PR #1181, opened 2022-04-14
fix: form data binding

tpluscode:
I'm shooting blind a little but I managed to improve the form, slightly defective since vue3 update

Tl;dr; the graph passed to the pointer would be repeatedly set to the form element, causing it to "reset". This is why the tab would reverted to the initial as well as what happens in #1179, that switching between SHACL form and RDF editor would not preserve the changes.

What I did is to remove a little bit of the magical reactivity and instead use watchers to update the form only when necessary

### DIFF
--- a/ui/src/components/HydraOperationForm.vue
+++ b/ui/src/components/HydraOperationForm.vue
@@ -1,19 +1,22 @@
 <template>
-  <form @submit.prevent="$emit('submit', clone)">
-    <cc-form :resource="clone" :shapes="shapePointer" no-editor-switches />
+  <form @submit.prevent="$emit('submit', value)">
+    <div v-if="!shape || !resource">
+      <loading-block />
+    </div>
+    <div v-else>
+      <cc-form :resource="value" :shapes="shapePointer" no-editor-switches />
 
-    <loading-block v-if="!shape" />
+      <hydra-operation-error :error="error" :shape="shape" class="mt-4" />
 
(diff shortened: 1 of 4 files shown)


ui/src/components/HydraOperationForm.vue
```diff
@@ -68,12 +71,40 @@ export default defineComponent({
...
   computed: {
-    clone (): GraphPointer | null {
-      const { resource } = this
+    _submitLabel (): string {
+      return this.submitLabel ?? this.operation.title ?? 'Save'
+    },
+  },
 
+  methods: {
+    clone (resource: GraphPointer | undefined | null) {
```
cristianvasquez, line 105: Question: What's the purpose of cloning the Clownface?

tpluscode: God question. This is a consequence of what I think was bad design choice for Alcaeus. In the current version it keeps all dereferenced resources in a single dataset. This was meant to offer easy correlation of the resource representation and `ApiDocumentation` resource. Something I intend to change in a next major release.

The clone extracts only the actual resource triples to its own separate dataset

cristianvasquez (approved):
I cannot comment meaningfully since I don't know much of the context, or how it's used 

I see Clownface instances passing around, and I wonder if Vue.js is able to know when they change to trigger rendering. If it cannot, then I would make use of `:key`

PR #1186, opened 2022-04-19
fix: smaller CONSTRUCT

tpluscode:
Reduces the size of `CONSTRUCT` by combing patterns of common subject. To prevent an excess of duplicate triples, which can bring down the database, the `WHERE` patterns are separated into a series of UNION to prevent a massive cartesian

### DIFF
--- a/.changeset/thin-frogs-explode.md
+++ b/.changeset/thin-frogs-explode.md
@@ -1,0 +1,5 @@
+---
+"@cube-creator/shared-dimensions-api": patch
+---
+
+`Payload too large` when exporting shared dimensions (fixes #1184)
--- a/apis/shared-dimensions/lib/domain/shared-dimension.ts
+++ b/apis/shared-dimensions/lib/domain/shared-dimension.ts
@@ -163,11 +163,9 @@ export async function getExportedDimension({ resource, store, client = streamCli
     .filter(shape => !shape.in(sh.node).terms.length) // exclude nested shapes
   const patterns = getPatternsFromShape(shapes)
 
-  const quads = await CONSTRUCT`${patterns}`
+  const quads = await CONSTRUCT.WHERE`${patterns}`
     .FROM(store.graph)
-    .WHERE`
-      ${patterns}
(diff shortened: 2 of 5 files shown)


cristianvasquez (commented):
(Only if this approach turns out to  be slow or high in memory consumption)

I haven't tested it, but I imagine that using `Union` over several subjects will force the optimizer to compute the trees for each scope and only then join them together. If that is the case, I would perhaps go for a basic query with all the properties that come from the shape, optional.

Example: 
```sparql
PREFIX rdf: <http://www.w3.org/1999/02/22-rdf-syntax-ns#>
PREFIX sh: <http://www.w3.org/ns/shacl#>
PREFIX dcterms: <http://purl.org/dc/terms/>
PREFIX hydra: <http://www.w3.org/ns/hydra/core#>
PREFIX rdfs: <http://www.w3.org/2000/01/rdf-schema#>
PREFIX skos: <http://www.w3.org/2004/02/skos/core#>

construct {  
	?s 	rdf:type ?type ;
		schema:name ?SchemaNameO ;
		schema:validFrom ?validFromO ;
		skos:broader ?skosBroaderO ;
		schema:inDefinedTermSet ?inDefinedTermSetO ;
		schema:identifier ?identifierO .
}
where {
	?s 	rdf:type ?type .
  OPTIONAL {		
	?s schema:name ?SchemaNameO .
  }		
  OPTIONAL {		
	?s schema:validFrom ?validFromO .
  }
  OPTIONAL {
  	?s schema:validFrom ?validFromO .
  }		
  OPTIONAL {
  	?s skos:broader ?skosBroaderO .
  }
  OPTIONAL {
	?s schema:inDefinedTermSet ?inDefinedTermSetO .
  }
  OPTIONAL {
	?s schema:identifier ?identifierO .
  }
  FILTER(?s IN (<https://ld.admin.ch/cube/dimension/fabcofogtest3/gf04>, <https://ld.admin.ch/cube/dimension/fabcofogtest3/gftot>)) .
}
```

PR #1191, opened 2022-04-21
fix: publishing cube with sh:or

tpluscode:
The query built to retrieve cube metadata was previously meant to exclude concepts which appear in `sh:in` lists

The filter used inadvertently also excluded triples deep inside `sh:or`, which resulted in dangling blank nodes without the expected `sh:datatype`

### DIFF
--- a/cli/lib/metadata.ts
+++ b/cli/lib/metadata.ts
@@ -46,8 +46,8 @@ export async function loadDataset(jobUri: string, Hydra: HydraClient) {
 interface Params {
   jobUri: string
   endpoint: string
-  user: string
-  password: string
+  user?: string
+  password?: string
 }
 
 interface QueryParams {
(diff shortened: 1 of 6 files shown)


cli/lib/metadata.ts
```diff
@@ -78,9 +78,11 @@ function sourceCubeAndShape({ project, revision, cubeIdentifier }: QueryParams)
...
 
         # exclude properties of sh:in values (concept dimensions)
-        FILTER (NOT EXISTS {
-          [] ${rdf.first} ?s .
-        })
+        MINUS {
+          ?cube ${cube.observationConstraint}/${sh.property} ?prop .
+          ?prop ${sh.in}/${rdf.rest}*/${rdf.first} ?s .
+          ?s ?conceptP ?conceptO .
+        }
```
tpluscode, line 85: This is the most important change

l00mi (approved):

PR #1214, opened 2022-05-17
fix: no enormous CONSTRUCT

tpluscode:
We are still having issues with `413 Payload Too Large` when exporting dimensions with many terms

This is because currently the export happens in two queries. First one find all properties of shared terms from their persisted shapes. The second then does a massive CONSTRUCT with those exact patterns. It quickly grows out of proportion and it simply unnecessary. Here's a sample diff of how this PR changes the export to be executed in only one query

```diff
CONSTRUCT {
  ?s ?p ?o 
}
FROM <https://lindas.admin.ch/cube/dimension>
WHERE {   
  {     
    SELECT ?rootShape  WHERE {   
      ?term schema:inDefinedTermSet* <https://ld.admin.ch/cube/dimension/baqua> .   
      ?rootShape sh:targetNode ?term .    
      MINUS {    
        # Exclude shapes which are children of property shapes   
        ?propertyShape sh:node ?rootShape .  
      }    
    }   
  }
- ?rootShape (!sh:targetNode)* ?s .
+ ?rootShape (!sh:targetNode)* ?shape .

+ ?shape sh:property ?shProp .
+ ?shProp sh:path ?p .
+ ?shape sh:targetNode ?s .
  ?s ?p ?o .
}

-CONSTRUCT {
- <https://ld.admin.ch/cube/dimension/baqua/ag>
-       a md:SharedDimensionTerm , schema:DefinedTerm , hydra:Resource ;
-       schema:hasPart <https://ld.admin.ch/dimension/bgdi/inlandwaters/bathingwater/CH19006> .
-
- # and all else explicit
-}
-FROM <https://lindas.admin.ch/cube/dimension>
-WHERE {
- <https://ld.admin.ch/cube/dimension/baqua/ag>
-       a md:SharedDimensionTerm , schema:DefinedTerm , hydra:Resource ;
-       schema:hasPart <https://ld.admin.ch/dimension/bgdi/inlandwaters/bathingwater/CH19006> .
-
- # and all else explicit
-}
```

Rather than building all the resource patterns in the second `CONSTRUCT`, they are simply rebuilt from the `sh:property/sh:path` of the shapes inline in one query

### DIFF
--- a/apis/shared-dimensions/lib/domain/shared-dimension.ts
+++ b/apis/shared-dimensions/lib/domain/shared-dimension.ts
@@ -7,13 +7,13 @@ import { dcterms, hydra, rdf, schema, sh } from '@tpluscode/rdf-ns-builders'
 import { md, meta } from '@cube-creator/core/namespace'
 import { DomainError } from '@cube-creator/api-errors'
 import httpError from 'http-errors'
-import { CONSTRUCT, sparql, SparqlTemplateResult } from '@tpluscode/sparql-builder'
+import { CONSTRUCT, sparql } from '@tpluscode/sparql-builder'
 import { StreamClient } from 'sparql-http-client/StreamClient'
 import TermMap from '@rdfjs/term-map'
 import { streamClient } from '../sparql'
 import { SharedDimensionsStore } from '../store'
 import env from '../env'
-import { getPatternsFromShape, resourceShapePatterns } from '../resource'
+import { resourceShapePatterns } from '../resource'
 import { newId, replace } from './resource'
 
 export { importDimension } from './shared-dimension/import'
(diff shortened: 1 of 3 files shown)


apis/shared-dimensions/lib/resource.ts
```diff
@@ -94,7 +96,10 @@ export async function resourceQuery(id: NamedNode, graph: NamedNode, client: Par
 }
 
 export function deleteShapesQuery(id: NamedNode, graph: NamedNode) {
-  return WITH(graph, DELETE`?s ?p ?o`.WHERE`${resourceShapePatterns(id, true)}`)
+  return WITH(graph, DELETE`?shape ?p ?o .`.WHERE`
+    ${resourceShapePatterns(id, true)}
+    ?shape ?p ?o .
```
tpluscode, line 101: Because the `resourceShapePatterns` function now does not include the `?s ?p ?o` pattern, that has to be added where necessary

apis/shared-dimensions/lib/domain/shared-dimension.ts
```diff
@@ -154,28 +149,18 @@ export async function getExportedDimension({ resource, store, client = streamCli
...
-    }
+    .WHERE`
+      ${resourceShapePatterns(dimensionAndTerms, true)}
 
-    return sparql`${union}\nUNION { ${pattern} }`
-  }, '' as SparqlTemplateResult | string)
+      ?shape ${sh.property} ?shProp .
+      ?shProp ${sh.path} ?p .
+      ?shape ${sh.targetNode} ?s .
+      ?s ?p ?o .
```
l00mi, line 160: Lets call ?s here what it is?

apis/shared-dimensions/lib/resource.ts
l00mi: Sounds good, and is clear as the VAR Name is called ?shape. And it is restricted on the specific graph.

(I feel at some point we also need SHACL shapes for delete operations, this here seems a bit dangerous a times.)

l00mi (approved):
See comments, but overall I am curious to see how this improves performance.

apis/shared-dimensions/lib/resource.ts
tpluscode: Not sure if I understood the last remark. Could you elaborate?

PR #2543, opened 2024-12-03
socks5 support

dmitrodem:
Golang implementation of `http.Client` does not handle socks5 support via LD_PRELOAD (a.k.a. tsocks/proxychains). Proposed patch adds explicit socks5 support via environment variable, e.g. `SOCKS5_PROXY=localhost:1080 yay -Ss vivado`.

### DIFF
--- a/pkg/runtime/runtime.go
+++ b/pkg/runtime/runtime.go
@@ -41,7 +41,7 @@ func NewRuntime(cfg *settings.Configuration, cmdArgs *parser.Arguments, version 
 	logger := text.NewLogger(os.Stdout, os.Stderr, os.Stdin, cfg.Debug, "runtime")
 	runner := exe.NewOSRunner(logger.Child("runner"))
 
-	var transport = &http.Transport{}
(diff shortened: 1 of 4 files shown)


pkg/runtime/runtime.go
```diff
@@ -39,10 +41,20 @@ func NewRuntime(cfg *settings.Configuration, cmdArgs *parser.Arguments, version
 	logger := text.NewLogger(os.Stdout, os.Stderr, os.Stdin, cfg.Debug, "runtime")
 	runner := exe.NewOSRunner(logger.Child("runner"))
 
+	var transport = &http.Transport{}
```
Jguer: Can you copy the default transport? I think this works
```go
http.DefaultTransport.(*http.Transport).Clone() 
```

dmitrodem: of course it is possible. I'm not an expert in Go at all :)

Jguer (approved):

* Task to carry out: Identify the lines above that contain the word "targetNode", then copy them.

* Answer to this exercise:
      ?rootShape sh:targetNode ?term .    
- ?rootShape (!sh:targetNode)* ?s .
+ ?rootShape (!sh:targetNode)* ?shape .
+ ?shape sh:targetNode ?s .
+      ?shape ${sh.targetNode} ?s .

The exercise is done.